Directions for this task: Could you restate the whole listing word for word?

= = = = =

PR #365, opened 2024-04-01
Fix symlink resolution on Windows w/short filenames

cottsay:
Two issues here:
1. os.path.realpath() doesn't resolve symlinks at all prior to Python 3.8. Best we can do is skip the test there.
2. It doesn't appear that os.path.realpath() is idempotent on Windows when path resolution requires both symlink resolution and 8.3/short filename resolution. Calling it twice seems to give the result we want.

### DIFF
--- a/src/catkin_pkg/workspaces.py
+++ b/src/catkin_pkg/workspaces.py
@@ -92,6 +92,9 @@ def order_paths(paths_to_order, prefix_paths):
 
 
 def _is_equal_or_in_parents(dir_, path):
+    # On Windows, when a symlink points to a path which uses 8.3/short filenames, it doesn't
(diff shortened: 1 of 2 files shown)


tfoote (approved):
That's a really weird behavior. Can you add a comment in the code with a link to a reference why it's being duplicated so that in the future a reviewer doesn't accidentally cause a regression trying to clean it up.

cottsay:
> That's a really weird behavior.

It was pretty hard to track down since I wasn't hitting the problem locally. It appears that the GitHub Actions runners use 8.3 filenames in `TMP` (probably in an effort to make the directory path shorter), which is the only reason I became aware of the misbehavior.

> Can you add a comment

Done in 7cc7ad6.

= = = = =

Answer for the task:
PR #365, opened 2024-04-01
Fix symlink resolution on Windows w/short filenames

cottsay:
Two issues here:
1. os.path.realpath() doesn't resolve symlinks at all prior to Python 3.8. Best we can do is skip the test there.
2. It doesn't appear that os.path.realpath() is idempotent on Windows when path resolution requires both symlink resolution and 8.3/short filename resolution. Calling it twice seems to give the result we want.

### DIFF
--- a/src/catkin_pkg/workspaces.py
+++ b/src/catkin_pkg/workspaces.py
@@ -92,6 +92,9 @@ def order_paths(paths_to_order, prefix_paths):
 
 
 def _is_equal_or_in_parents(dir_, path):
+    # On Windows, when a symlink points to a path which uses 8.3/short filenames, it doesn't
(diff shortened: 1 of 2 files shown)


tfoote (approved):
That's a really weird behavior. Can you add a comment in the code with a link to a reference why it's being duplicated so that in the future a reviewer doesn't accidentally cause a regression trying to clean it up.

cottsay:
> That's a really weird behavior.

It was pretty hard to track down since I wasn't hitting the problem locally. It appears that the GitHub Actions runners use 8.3 filenames in `TMP` (probably in an effort to make the directory path shorter), which is the only reason I became aware of the misbehavior.

> Can you add a comment

Done in 7cc7ad6.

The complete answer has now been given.